Study material Start Marker

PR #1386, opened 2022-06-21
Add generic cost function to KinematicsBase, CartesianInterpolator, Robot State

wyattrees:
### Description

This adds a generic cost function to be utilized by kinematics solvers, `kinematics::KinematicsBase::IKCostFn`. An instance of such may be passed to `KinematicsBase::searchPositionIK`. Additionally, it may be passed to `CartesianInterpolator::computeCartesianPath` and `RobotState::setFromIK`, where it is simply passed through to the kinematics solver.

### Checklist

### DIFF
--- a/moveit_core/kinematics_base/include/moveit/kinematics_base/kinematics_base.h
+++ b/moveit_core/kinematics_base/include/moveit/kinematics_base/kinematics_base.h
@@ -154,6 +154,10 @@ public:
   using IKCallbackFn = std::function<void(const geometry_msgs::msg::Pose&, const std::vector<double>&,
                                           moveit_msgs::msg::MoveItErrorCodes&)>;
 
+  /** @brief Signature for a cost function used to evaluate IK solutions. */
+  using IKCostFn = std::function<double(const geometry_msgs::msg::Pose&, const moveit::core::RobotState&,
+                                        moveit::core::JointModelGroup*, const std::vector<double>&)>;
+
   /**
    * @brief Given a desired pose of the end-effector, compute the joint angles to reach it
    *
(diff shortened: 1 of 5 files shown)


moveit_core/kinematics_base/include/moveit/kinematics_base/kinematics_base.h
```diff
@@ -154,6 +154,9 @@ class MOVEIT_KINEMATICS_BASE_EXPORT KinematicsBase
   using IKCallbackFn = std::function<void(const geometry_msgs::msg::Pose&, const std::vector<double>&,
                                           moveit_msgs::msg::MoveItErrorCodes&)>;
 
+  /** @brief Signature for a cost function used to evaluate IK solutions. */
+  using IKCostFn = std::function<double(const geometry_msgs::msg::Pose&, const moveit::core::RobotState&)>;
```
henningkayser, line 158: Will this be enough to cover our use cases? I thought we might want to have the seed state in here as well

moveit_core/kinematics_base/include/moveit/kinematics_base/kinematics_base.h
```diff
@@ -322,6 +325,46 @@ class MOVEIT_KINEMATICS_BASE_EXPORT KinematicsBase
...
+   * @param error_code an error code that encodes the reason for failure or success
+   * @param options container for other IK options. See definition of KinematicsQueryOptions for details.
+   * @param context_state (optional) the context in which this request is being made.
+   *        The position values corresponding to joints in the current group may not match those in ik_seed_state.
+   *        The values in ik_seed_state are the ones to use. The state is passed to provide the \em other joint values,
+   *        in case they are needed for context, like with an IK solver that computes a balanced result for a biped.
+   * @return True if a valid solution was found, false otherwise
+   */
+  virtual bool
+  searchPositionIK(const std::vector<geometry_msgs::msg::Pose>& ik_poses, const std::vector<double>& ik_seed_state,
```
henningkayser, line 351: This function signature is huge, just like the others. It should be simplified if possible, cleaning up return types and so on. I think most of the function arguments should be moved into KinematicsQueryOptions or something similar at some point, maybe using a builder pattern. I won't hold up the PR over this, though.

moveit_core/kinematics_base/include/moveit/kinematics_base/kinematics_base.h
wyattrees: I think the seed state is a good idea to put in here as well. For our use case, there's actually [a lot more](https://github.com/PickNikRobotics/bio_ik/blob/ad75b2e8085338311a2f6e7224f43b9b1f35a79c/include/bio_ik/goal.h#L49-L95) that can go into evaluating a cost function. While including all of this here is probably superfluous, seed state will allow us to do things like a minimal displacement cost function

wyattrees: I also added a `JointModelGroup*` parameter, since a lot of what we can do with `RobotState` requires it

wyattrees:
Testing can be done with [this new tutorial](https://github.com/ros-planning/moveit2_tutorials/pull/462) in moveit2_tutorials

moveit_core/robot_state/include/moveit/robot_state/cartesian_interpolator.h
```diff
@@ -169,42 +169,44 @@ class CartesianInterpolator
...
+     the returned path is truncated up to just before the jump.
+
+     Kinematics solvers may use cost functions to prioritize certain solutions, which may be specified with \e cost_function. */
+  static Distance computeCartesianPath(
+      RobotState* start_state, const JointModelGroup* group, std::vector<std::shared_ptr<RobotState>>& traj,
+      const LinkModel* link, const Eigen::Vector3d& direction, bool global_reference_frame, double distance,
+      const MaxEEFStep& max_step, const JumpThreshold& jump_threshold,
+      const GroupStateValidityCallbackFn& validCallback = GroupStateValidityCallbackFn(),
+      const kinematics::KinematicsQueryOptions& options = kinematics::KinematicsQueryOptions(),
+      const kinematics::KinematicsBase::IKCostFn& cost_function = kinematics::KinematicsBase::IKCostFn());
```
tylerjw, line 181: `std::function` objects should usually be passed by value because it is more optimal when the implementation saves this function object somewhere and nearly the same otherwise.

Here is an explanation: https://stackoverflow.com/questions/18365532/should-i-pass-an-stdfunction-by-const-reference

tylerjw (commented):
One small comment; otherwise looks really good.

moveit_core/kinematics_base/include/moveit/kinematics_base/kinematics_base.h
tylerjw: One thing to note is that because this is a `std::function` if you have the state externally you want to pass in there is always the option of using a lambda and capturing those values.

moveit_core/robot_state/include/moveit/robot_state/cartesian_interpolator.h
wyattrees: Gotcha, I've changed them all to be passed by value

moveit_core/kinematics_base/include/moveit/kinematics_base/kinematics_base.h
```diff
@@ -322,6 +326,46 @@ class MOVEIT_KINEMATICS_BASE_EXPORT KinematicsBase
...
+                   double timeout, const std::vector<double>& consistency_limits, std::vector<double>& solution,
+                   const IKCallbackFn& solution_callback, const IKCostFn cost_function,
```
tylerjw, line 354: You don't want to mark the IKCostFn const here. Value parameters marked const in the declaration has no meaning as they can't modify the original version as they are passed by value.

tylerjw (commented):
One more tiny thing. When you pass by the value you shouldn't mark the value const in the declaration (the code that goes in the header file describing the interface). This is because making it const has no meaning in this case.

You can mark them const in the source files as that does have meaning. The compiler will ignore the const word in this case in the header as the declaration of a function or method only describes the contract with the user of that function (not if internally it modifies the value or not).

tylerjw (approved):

Study material End Marker

*Task requirements*
The entries must all be transcribed exactly.

*Your response*
PR #1386, opened 2022-06-21
Add generic cost function to KinematicsBase, CartesianInterpolator, Robot State

wyattrees:
### Description

This adds a generic cost function to be utilized by kinematics solvers, `kinematics::KinematicsBase::IKCostFn`. An instance of such may be passed to `KinematicsBase::searchPositionIK`. Additionally, it may be passed to `CartesianInterpolator::computeCartesianPath` and `RobotState::setFromIK`, where it is simply passed through to the kinematics solver.

### Checklist

### DIFF
--- a/moveit_core/kinematics_base/include/moveit/kinematics_base/kinematics_base.h
+++ b/moveit_core/kinematics_base/include/moveit/kinematics_base/kinematics_base.h
@@ -154,6 +154,10 @@ public:
   using IKCallbackFn = std::function<void(const geometry_msgs::msg::Pose&, const std::vector<double>&,
                                           moveit_msgs::msg::MoveItErrorCodes&)>;
 
+  /** @brief Signature for a cost function used to evaluate IK solutions. */
+  using IKCostFn = std::function<double(const geometry_msgs::msg::Pose&, const moveit::core::RobotState&,
+                                        moveit::core::JointModelGroup*, const std::vector<double>&)>;
+
   /**
    * @brief Given a desired pose of the end-effector, compute the joint angles to reach it
    *
(diff shortened: 1 of 5 files shown)


moveit_core/kinematics_base/include/moveit/kinematics_base/kinematics_base.h
```diff
@@ -154,6 +154,9 @@ class MOVEIT_KINEMATICS_BASE_EXPORT KinematicsBase
   using IKCallbackFn = std::function<void(const geometry_msgs::msg::Pose&, const std::vector<double>&,
                                           moveit_msgs::msg::MoveItErrorCodes&)>;
 
+  /** @brief Signature for a cost function used to evaluate IK solutions. */
+  using IKCostFn = std::function<double(const geometry_msgs::msg::Pose&, const moveit::core::RobotState&)>;
```
henningkayser, line 158: Will this be enough to cover our use cases? I thought we might want to have the seed state in here as well

moveit_core/kinematics_base/include/moveit/kinematics_base/kinematics_base.h
```diff
@@ -322,6 +325,46 @@ class MOVEIT_KINEMATICS_BASE_EXPORT KinematicsBase
...
+   * @param error_code an error code that encodes the reason for failure or success
+   * @param options container for other IK options. See definition of KinematicsQueryOptions for details.
+   * @param context_state (optional) the context in which this request is being made.
+   *        The position values corresponding to joints in the current group may not match those in ik_seed_state.
+   *        The values in ik_seed_state are the ones to use. The state is passed to provide the \em other joint values,
+   *        in case they are needed for context, like with an IK solver that computes a balanced result for a biped.
+   * @return True if a valid solution was found, false otherwise
+   */
+  virtual bool
+  searchPositionIK(const std::vector<geometry_msgs::msg::Pose>& ik_poses, const std::vector<double>& ik_seed_state,
```
henningkayser, line 351: This function signature is huge, just like the others. It should be simplified if possible, cleaning up return types and so on. I think most of the function arguments should be moved into KinematicsQueryOptions or something similar at some point, maybe using a builder pattern. I won't hold up the PR over this, though.

moveit_core/kinematics_base/include/moveit/kinematics_base/kinematics_base.h
wyattrees: I think the seed state is a good idea to put in here as well. For our use case, there's actually [a lot more](https://github.com/PickNikRobotics/bio_ik/blob/ad75b2e8085338311a2f6e7224f43b9b1f35a79c/include/bio_ik/goal.h#L49-L95) that can go into evaluating a cost function. While including all of this here is probably superfluous, seed state will allow us to do things like a minimal displacement cost function

wyattrees: I also added a `JointModelGroup*` parameter, since a lot of what we can do with `RobotState` requires it

wyattrees:
Testing can be done with [this new tutorial](https://github.com/ros-planning/moveit2_tutorials/pull/462) in moveit2_tutorials

moveit_core/robot_state/include/moveit/robot_state/cartesian_interpolator.h
```diff
@@ -169,42 +169,44 @@ class CartesianInterpolator
...
+     the returned path is truncated up to just before the jump.
+
+     Kinematics solvers may use cost functions to prioritize certain solutions, which may be specified with \e cost_function. */
+  static Distance computeCartesianPath(
+      RobotState* start_state, const JointModelGroup* group, std::vector<std::shared_ptr<RobotState>>& traj,
+      const LinkModel* link, const Eigen::Vector3d& direction, bool global_reference_frame, double distance,
+      const MaxEEFStep& max_step, const JumpThreshold& jump_threshold,
+      const GroupStateValidityCallbackFn& validCallback = GroupStateValidityCallbackFn(),
+      const kinematics::KinematicsQueryOptions& options = kinematics::KinematicsQueryOptions(),
+      const kinematics::KinematicsBase::IKCostFn& cost_function = kinematics::KinematicsBase::IKCostFn());
```
tylerjw, line 181: `std::function` objects should usually be passed by value because it is more optimal when the implementation saves this function object somewhere and nearly the same otherwise.

Here is an explanation: https://stackoverflow.com/questions/18365532/should-i-pass-an-stdfunction-by-const-reference

tylerjw (commented):
One small comment; otherwise looks really good.

moveit_core/kinematics_base/include/moveit/kinematics_base/kinematics_base.h
tylerjw: One thing to note is that because this is a `std::function` if you have the state externally you want to pass in there is always the option of using a lambda and capturing those values.

moveit_core/robot_state/include/moveit/robot_state/cartesian_interpolator.h
wyattrees: Gotcha, I've changed them all to be passed by value

moveit_core/kinematics_base/include/moveit/kinematics_base/kinematics_base.h
```diff
@@ -322,6 +326,46 @@ class MOVEIT_KINEMATICS_BASE_EXPORT KinematicsBase
...
+                   double timeout, const std::vector<double>& consistency_limits, std::vector<double>& solution,
+                   const IKCallbackFn& solution_callback, const IKCostFn cost_function,
```
tylerjw, line 354: You don't want to mark the IKCostFn const here. Value parameters marked const in the declaration has no meaning as they can't modify the original version as they are passed by value.

tylerjw (commented):
One more tiny thing. When you pass by the value you shouldn't mark the value const in the declaration (the code that goes in the header file describing the interface). This is because making it const has no meaning in this case.

You can mark them const in the source files as that does have meaning. The compiler will ignore the const word in this case in the header as the declaration of a function or method only describes the contract with the user of that function (not if internally it modifies the value or not).

tylerjw (approved):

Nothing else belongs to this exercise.